Dramaturgi Hukum: Ketika Jaksa, Pengacara, dan Hakim Bermain Peran

 

Dramaturgi Hukum: Ketika Jaksa, Pengacara, dan Hakim Bermain Peran

Oleh: Ir. Dedi Mulyadi, MM


Pendahuluan

Hukum idealnya adalah panglima kebenaran yang membela keadilan tanpa pandang bulu. Namun dalam praktiknya, panggung pengadilan tidak jarang menyerupai panggung teater, di mana aktor-aktornya—jaksa, pengacara, dan hakim—memainkan peran bukan semata demi keadilan, melainkan demi kepentingan masing-masing. Perspektif ini mengingatkan kita pada teori dramaturgi dari Erving Goffman, yang menggambarkan kehidupan sosial sebagai panggung sandiwara. Jika demikian, apakah hukum kita masih bersandar pada kejujuran, atau telah terperangkap dalam sandiwara kepentingan?


Bab 1: Panggung Peradilan sebagai Teater Sosial

Dalam kerangka dramaturgi, setiap individu memainkan peran berdasarkan skrip sosial yang mereka miliki. Dalam dunia hukum, panggung ini adalah ruang sidang. Di sana, jaksa berperan sebagai penuntut kejahatan, pengacara sebagai pembela, dan hakim sebagai wasit. Namun di balik layar, bisa saja terdapat rekayasa narasi, tawar-menawar kekuasaan, dan pertimbangan yang tidak selalu bersumber dari hati nurani hukum.
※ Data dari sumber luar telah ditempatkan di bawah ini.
PR #3226, opened 2019-05-18
Add paste file functionality

### LINKED ISSUE #3224: Add paste support for clipboard images
Currently TheLounge doesn't support it to paste images from the clipboard. Only drag-and-drop is supported. It would be nice if support could be added for it. It seems that all major browsers support pasting images.

SwayUser:
Closes #3224

### DIFF
--- a/client/js/upload.js
+++ b/client/js/upload.js
@@ -16,6 +16,7 @@ class Uploader {
 		document.addEventListener("dragover", (e) => this.dragOver(e));
 		document.addEventListener("dragleave", (e) => this.dragLeave(e));
 		document.addEventListener("drop", (e) => this.drop(e));
+		document.addEventListener("paste", (e) => this.paste(e));
 	}
 
 	dragOver(event) {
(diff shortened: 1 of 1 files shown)


xPaw:
For reference, here is @richrd's code: https://github.com/thelounge/thelounge/commit/e8d449984875be032ecff02fc10014fa86a52626

It appears to handle any file, not just images.

SwayUser:
@xPaw I changed it to handle any type of file.

xPaw:
I believe `event.preventDefault()` needs to be called if there are any files that will be passed into `triggerUpload`

Ref https://developer.mozilla.org/en-US/docs/Web/API/Element/paste_event

SwayUser:
I changed it again; although I think there's no real need to prevent the default action. I think the intention of the sentence in the documentation was more like along the lines of "to prevent the default action from occuring" instead of "to add custom behaviour for pasting events, the default action needs to be stopped." (Or did you mean something different why I'd need to call it?)

xPaw:
We "modify" the paste in the sense that we take the pasted files and upload them, which is why we want to prevent the default action.

SwayUser:
Ah, it might cause issues (if the default action isn't prevented) if there's both images and text in the clipboard. Should there be any additional handling when there's also text?

xPaw:
That indeed sounds like it could potentially bring in some issues.

If you can figure out some extra handling for this case, that would be good.

SwayUser:
OK, after thinking about it, I don't think it's a good idea to paste text also in any way if there's an image. Probably programs who put images and text in the clipboard simultaneously do it to provide an "alternative" to the image, in case the application doesn't support showing an image. If it's intended to both paste an image and text then they would use something like HTML as a target.

xPaw:
Can you fix the build please, there are eslint errors.

SwayUser:
Should be good now.

richrd:
Looks good to me! It doesn't have the `if (!event.clipboardData) {` check that I had in place but after a quick test it doesn't seem to be needed. Approving this :+1:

Bab 2: Jaksa sebagai Pemeran Penuntut — Antara Keadilan dan Tekanan Atasan

Jaksa idealnya adalah penegak hukum independen. Namun, dalam realitas birokrasi dan politik, posisi jaksa bisa sangat rentan terhadap tekanan dari atasan atau pihak eksternal. Dalam beberapa kasus, jaksa lebih berfokus pada upaya memenangkan perkara dibanding menegakkan kebenaran. Ada pula kecenderungan “membidik orang, lalu mencari kesalahan”—sebuah ironi besar dalam sistem keadilan.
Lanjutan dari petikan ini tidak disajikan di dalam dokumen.